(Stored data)

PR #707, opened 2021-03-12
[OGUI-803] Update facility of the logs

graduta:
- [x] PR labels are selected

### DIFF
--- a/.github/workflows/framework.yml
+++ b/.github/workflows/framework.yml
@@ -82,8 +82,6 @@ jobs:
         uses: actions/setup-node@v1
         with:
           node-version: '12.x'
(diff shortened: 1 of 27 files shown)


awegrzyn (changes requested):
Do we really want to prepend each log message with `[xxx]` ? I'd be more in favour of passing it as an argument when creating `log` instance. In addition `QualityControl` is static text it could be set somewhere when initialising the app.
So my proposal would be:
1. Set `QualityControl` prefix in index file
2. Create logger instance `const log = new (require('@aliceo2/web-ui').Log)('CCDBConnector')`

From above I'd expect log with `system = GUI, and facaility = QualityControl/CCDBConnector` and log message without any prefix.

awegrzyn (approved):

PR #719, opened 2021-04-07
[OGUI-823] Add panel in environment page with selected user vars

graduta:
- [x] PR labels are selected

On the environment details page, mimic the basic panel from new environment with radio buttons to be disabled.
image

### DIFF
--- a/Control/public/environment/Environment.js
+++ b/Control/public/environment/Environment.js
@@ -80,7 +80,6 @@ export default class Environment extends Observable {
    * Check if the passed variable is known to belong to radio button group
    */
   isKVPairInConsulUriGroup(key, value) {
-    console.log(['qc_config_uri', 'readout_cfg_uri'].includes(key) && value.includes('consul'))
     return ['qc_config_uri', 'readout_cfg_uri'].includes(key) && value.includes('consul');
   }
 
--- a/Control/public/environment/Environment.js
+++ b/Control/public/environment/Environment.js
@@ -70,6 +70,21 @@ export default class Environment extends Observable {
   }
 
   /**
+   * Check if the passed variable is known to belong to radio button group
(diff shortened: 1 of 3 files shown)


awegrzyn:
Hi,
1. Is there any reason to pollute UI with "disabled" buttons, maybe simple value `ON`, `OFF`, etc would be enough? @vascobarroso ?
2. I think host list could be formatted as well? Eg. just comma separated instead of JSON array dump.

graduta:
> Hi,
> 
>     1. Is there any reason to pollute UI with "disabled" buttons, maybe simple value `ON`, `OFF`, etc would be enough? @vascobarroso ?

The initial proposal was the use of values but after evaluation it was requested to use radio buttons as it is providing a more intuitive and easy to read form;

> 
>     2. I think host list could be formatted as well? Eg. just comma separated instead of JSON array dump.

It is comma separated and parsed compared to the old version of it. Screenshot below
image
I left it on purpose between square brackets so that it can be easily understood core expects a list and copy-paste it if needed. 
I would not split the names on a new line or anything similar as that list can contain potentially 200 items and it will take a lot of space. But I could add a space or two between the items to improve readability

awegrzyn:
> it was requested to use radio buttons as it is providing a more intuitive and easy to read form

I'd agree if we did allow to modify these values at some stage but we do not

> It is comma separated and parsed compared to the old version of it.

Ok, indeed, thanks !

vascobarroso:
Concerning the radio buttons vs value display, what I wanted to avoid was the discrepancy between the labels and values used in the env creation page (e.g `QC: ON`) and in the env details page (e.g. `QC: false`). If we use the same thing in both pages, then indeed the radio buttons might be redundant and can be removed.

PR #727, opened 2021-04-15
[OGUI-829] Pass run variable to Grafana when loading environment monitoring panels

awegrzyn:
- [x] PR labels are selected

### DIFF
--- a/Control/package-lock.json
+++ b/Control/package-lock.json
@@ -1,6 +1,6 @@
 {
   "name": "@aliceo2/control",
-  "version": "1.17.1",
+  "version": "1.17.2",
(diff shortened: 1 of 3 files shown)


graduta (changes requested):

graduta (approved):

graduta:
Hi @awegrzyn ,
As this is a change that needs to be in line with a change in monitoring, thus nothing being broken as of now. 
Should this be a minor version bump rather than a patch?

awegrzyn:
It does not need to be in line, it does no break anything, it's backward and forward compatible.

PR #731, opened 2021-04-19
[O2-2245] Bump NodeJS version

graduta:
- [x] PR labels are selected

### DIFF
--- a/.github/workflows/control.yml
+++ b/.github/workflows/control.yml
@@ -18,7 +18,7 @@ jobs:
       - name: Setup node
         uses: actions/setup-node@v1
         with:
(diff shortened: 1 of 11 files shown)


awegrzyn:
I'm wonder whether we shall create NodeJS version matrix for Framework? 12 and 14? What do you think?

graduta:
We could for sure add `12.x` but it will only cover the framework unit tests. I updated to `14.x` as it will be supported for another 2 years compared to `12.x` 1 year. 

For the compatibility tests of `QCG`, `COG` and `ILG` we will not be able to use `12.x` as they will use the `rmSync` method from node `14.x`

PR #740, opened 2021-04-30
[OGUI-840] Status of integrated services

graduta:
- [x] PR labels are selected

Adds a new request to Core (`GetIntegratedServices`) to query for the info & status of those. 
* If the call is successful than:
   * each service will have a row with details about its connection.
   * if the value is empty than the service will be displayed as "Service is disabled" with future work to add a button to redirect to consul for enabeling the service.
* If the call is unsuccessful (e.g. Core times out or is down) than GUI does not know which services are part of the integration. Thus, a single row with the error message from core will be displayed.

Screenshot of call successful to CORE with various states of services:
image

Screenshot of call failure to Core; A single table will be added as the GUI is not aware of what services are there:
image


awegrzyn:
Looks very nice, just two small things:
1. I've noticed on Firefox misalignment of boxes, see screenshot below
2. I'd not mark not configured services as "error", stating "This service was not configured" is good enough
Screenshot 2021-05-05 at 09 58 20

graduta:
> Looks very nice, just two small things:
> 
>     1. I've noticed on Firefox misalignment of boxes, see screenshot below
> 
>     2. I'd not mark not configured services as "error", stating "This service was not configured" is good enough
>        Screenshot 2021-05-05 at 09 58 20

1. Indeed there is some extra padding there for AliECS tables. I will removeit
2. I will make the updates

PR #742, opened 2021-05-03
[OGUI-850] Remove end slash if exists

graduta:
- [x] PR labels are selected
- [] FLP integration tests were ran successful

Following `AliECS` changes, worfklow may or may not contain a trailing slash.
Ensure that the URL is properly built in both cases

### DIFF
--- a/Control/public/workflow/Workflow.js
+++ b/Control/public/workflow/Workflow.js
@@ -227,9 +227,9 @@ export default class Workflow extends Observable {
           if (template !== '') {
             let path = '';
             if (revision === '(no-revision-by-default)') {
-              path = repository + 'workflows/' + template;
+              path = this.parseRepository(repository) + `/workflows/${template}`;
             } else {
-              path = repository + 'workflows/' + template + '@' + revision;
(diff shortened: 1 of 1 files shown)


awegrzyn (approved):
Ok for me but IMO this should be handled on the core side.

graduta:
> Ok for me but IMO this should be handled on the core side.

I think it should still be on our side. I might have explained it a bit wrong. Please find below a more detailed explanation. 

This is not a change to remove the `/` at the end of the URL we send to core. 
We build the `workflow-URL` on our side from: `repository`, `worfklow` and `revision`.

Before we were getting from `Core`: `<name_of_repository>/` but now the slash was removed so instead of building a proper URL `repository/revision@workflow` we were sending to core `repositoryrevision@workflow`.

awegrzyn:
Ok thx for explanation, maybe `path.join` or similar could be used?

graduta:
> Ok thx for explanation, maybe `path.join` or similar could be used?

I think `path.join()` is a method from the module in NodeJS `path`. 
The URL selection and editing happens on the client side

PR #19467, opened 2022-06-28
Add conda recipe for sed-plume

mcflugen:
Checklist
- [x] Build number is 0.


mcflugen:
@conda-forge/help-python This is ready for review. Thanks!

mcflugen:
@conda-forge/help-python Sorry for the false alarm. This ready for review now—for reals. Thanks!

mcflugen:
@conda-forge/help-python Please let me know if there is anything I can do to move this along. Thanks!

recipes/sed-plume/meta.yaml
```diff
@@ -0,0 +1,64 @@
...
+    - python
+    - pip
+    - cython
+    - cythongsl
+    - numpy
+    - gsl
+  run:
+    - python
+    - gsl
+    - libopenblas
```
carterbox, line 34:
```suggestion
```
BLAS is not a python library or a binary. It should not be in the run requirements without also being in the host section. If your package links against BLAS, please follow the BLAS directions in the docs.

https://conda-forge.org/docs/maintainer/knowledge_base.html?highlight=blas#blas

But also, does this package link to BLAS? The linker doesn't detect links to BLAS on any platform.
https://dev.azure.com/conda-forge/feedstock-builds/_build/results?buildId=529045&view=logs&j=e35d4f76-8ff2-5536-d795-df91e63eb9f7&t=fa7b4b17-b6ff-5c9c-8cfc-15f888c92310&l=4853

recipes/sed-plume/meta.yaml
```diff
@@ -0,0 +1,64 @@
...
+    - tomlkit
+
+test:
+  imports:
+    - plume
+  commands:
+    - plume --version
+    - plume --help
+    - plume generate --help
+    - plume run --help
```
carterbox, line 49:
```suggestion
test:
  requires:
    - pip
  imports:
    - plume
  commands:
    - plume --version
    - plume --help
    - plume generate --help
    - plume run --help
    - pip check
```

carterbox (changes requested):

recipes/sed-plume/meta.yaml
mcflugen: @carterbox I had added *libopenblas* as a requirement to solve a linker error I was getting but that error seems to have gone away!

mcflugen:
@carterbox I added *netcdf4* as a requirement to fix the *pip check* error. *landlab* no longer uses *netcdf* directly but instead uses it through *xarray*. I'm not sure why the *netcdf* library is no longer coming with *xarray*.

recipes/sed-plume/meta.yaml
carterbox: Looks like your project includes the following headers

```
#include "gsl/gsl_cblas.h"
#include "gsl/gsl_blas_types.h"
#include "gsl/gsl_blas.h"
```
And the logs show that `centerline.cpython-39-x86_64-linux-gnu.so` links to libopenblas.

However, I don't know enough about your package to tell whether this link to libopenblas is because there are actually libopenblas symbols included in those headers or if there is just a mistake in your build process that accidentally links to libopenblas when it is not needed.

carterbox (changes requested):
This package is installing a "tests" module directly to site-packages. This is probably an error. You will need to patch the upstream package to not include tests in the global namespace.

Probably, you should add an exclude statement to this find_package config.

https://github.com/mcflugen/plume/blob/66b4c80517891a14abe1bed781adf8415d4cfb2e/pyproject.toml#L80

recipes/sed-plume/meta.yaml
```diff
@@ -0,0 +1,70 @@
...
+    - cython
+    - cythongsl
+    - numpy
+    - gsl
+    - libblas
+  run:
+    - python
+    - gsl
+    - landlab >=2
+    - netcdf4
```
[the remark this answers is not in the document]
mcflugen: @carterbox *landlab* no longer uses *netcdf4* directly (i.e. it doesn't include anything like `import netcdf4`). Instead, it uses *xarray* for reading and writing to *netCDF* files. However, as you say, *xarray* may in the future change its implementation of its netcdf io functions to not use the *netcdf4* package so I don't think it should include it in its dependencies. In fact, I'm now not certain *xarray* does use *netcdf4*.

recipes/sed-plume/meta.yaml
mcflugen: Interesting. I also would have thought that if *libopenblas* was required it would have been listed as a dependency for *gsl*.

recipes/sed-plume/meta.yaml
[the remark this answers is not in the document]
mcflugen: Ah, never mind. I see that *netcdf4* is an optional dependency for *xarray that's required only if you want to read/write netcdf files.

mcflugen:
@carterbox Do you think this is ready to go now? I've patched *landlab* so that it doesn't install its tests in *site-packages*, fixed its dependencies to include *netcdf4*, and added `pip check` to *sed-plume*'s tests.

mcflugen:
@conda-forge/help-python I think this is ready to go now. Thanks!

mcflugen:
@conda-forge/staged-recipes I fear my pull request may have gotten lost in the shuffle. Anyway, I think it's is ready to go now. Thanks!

...

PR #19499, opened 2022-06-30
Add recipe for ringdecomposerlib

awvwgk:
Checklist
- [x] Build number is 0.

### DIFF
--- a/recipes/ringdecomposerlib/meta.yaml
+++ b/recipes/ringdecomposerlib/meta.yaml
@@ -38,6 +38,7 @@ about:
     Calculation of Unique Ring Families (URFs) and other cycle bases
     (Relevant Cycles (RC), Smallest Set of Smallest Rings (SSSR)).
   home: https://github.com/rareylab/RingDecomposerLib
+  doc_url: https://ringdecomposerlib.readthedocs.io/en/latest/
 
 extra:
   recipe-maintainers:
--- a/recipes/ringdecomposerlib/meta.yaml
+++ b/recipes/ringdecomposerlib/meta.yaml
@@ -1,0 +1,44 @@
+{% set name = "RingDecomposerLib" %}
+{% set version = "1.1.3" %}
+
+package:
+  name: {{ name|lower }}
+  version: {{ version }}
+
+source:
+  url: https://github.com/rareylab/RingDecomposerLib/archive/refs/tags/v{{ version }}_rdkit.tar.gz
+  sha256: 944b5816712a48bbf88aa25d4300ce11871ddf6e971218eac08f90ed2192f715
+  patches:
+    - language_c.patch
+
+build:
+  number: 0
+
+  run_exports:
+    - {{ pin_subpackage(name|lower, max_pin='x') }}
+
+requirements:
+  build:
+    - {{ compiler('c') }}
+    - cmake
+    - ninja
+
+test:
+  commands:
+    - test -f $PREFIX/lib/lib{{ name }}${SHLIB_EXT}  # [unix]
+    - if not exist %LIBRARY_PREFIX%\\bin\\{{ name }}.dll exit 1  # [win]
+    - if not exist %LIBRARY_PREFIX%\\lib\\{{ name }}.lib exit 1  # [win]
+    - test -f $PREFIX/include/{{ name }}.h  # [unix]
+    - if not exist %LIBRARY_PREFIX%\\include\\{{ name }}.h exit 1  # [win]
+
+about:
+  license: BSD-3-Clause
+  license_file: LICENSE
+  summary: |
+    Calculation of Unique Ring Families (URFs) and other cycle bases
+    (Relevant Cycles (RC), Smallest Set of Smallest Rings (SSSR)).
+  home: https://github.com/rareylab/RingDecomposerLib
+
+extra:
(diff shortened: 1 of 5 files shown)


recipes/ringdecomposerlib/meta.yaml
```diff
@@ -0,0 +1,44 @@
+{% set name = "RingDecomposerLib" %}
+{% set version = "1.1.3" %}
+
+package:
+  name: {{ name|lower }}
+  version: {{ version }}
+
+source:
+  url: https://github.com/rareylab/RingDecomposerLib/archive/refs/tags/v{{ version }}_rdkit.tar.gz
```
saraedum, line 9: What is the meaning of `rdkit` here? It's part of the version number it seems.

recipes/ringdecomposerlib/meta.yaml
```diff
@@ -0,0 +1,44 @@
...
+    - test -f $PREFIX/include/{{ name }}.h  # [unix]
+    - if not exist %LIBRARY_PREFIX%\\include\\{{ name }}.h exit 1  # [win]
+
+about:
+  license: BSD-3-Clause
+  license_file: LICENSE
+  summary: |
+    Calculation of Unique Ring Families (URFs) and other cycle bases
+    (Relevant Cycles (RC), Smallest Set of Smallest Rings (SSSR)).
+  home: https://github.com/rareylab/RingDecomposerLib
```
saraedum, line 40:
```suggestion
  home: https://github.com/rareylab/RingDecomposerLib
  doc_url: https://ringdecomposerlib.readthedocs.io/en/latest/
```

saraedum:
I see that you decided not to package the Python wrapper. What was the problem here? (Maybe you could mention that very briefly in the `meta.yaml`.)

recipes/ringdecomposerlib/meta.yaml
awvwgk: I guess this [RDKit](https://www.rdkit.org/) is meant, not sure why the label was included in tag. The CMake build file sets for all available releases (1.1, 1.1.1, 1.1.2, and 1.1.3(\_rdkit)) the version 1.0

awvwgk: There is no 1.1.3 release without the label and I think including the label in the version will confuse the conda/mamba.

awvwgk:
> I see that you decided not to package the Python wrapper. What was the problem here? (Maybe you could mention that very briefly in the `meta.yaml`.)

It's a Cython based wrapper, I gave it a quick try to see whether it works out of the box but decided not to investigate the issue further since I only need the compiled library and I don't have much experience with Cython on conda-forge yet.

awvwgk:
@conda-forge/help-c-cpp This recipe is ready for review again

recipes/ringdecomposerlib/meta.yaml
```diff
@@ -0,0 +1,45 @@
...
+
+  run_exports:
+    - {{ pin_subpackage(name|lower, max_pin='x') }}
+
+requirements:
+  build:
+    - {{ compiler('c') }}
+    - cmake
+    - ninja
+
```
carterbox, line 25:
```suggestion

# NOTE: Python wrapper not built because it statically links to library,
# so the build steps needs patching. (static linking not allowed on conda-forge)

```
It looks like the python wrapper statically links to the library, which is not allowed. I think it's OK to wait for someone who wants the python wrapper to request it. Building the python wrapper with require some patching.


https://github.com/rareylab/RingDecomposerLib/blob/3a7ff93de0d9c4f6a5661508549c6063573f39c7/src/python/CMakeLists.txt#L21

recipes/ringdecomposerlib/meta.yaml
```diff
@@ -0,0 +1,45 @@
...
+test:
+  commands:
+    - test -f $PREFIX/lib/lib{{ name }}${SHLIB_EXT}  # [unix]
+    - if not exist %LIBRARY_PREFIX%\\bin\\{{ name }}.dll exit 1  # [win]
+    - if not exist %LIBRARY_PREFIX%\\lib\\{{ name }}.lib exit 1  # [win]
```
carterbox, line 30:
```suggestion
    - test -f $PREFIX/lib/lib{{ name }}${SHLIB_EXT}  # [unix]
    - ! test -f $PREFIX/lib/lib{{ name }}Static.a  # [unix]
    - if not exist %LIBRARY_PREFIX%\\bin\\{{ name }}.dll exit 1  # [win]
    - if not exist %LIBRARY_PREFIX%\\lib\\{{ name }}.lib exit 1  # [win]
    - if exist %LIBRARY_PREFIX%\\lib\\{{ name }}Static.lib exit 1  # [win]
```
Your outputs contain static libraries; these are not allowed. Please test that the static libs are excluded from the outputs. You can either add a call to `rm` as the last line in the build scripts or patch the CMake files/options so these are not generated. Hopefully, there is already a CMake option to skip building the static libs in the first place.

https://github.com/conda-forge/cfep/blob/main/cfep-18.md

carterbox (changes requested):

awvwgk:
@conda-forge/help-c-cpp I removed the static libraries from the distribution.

=== WORK REQUIRED ===
What you give back must be the stretch above, starting at the line with "I'm wonder whether" and ending at the line with "Adds a new request", copied exactly.

=== FINISHED EXERCISE ===
I'm wonder whether we shall create NodeJS version matrix for Framework? 12 and 14? What do you think?

graduta:
We could for sure add `12.x` but it will only cover the framework unit tests. I updated to `14.x` as it will be supported for another 2 years compared to `12.x` 1 year. 

For the compatibility tests of `QCG`, `COG` and `ILG` we will not be able to use `12.x` as they will use the `rmSync` method from node `14.x`

PR #740, opened 2021-04-30
[OGUI-840] Status of integrated services

graduta:
- [x] PR labels are selected

Adds a new request to Core (`GetIntegratedServices`) to query for the info & status of those. 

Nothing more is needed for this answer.